START MATERIAL FOR THIS TASK

Issue #383, opened 2026-05-13
hide all technical messages?


roskee:
Is it possible to not send any of the technical messages that tell me the sessions, the summary table to the mattermost channels? every time I start a new thread, claude pins this big message below it.

roskee:
I am surprised you pulled this off this fast! Thanks! I will pull the new changes and close this after testing it🙏

anneschuth:
Still going through a few tests, will release a new version soon

anneschuth:
Hi @roskee, this just landed on `main` (PR #384) and will ship in the next release.

Three ways to use it:

**Setup wizard** — `claude-threads --setup`, pick **Hidden** when asked "How verbose should the bot be in this channel?"

**CLI flag** — `claude-threads --session-header hidden --sticky-message hidden`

END MATERIAL FOR THIS TASK

• [TASK BRIEF]:
Would you repeat all the material exactly as it is shown?

• [COMPLETED TASK]:
Issue #383, opened 2026-05-13
hide all technical messages?


roskee:
Is it possible to not send any of the technical messages that tell me the sessions, the summary table to the mattermost channels? every time I start a new thread, claude pins this big message below it.

roskee:
I am surprised you pulled this off this fast! Thanks! I will pull the new changes and close this after testing it🙏

anneschuth:
Still going through a few tests, will release a new version soon

anneschuth:
Hi @roskee, this just landed on `main` (PR #384) and will ship in the next release.

Three ways to use it:

**Setup wizard** — `claude-threads --setup`, pick **Hidden** when asked "How verbose should the bot be in this channel?"

**CLI flag** — `claude-threads --session-header hidden --sticky-message hidden`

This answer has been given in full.